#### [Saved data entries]
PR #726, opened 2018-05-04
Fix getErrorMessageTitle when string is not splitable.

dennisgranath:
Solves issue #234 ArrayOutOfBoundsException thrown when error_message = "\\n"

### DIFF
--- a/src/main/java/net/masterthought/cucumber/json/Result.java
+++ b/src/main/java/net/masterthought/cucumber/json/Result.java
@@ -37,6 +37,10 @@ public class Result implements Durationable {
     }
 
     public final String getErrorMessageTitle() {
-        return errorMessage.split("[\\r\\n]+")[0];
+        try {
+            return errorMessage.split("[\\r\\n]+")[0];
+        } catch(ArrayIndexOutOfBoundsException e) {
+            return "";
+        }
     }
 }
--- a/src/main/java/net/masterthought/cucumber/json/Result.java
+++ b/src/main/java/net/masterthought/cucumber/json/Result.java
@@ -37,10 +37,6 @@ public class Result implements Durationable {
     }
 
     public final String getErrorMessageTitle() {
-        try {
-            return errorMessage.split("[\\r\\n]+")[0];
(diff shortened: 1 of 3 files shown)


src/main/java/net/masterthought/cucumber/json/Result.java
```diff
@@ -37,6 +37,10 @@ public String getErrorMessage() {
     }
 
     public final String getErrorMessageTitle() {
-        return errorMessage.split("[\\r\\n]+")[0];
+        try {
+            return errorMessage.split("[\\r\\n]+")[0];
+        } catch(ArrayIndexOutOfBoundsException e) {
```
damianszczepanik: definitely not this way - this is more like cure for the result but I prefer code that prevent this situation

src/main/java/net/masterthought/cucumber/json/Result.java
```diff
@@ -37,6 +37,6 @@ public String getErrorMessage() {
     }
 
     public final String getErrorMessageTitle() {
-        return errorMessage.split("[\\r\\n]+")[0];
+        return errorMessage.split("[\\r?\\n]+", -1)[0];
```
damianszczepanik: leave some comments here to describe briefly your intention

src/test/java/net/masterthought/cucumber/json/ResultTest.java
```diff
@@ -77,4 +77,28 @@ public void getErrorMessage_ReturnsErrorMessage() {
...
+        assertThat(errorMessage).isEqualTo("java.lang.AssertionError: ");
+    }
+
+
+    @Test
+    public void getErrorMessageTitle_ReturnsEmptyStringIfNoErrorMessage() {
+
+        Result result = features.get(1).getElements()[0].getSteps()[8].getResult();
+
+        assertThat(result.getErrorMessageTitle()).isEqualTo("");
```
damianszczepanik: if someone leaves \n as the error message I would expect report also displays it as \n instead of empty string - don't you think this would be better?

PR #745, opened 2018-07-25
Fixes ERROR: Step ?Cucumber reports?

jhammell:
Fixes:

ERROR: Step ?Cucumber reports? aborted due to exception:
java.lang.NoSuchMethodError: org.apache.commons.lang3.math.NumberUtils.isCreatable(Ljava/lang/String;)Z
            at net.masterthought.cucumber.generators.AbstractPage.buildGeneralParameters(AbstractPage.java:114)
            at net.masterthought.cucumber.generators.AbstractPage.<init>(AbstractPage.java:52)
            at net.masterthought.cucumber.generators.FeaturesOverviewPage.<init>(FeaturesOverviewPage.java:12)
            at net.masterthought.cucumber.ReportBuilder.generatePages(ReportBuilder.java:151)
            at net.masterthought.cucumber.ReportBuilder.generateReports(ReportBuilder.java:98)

#### [Activity]
Whenever a line above includes "Fixes", copy it in full.

#### [Response to the exercise]
Fixes ERROR: Step ?Cucumber reports?
Fixes:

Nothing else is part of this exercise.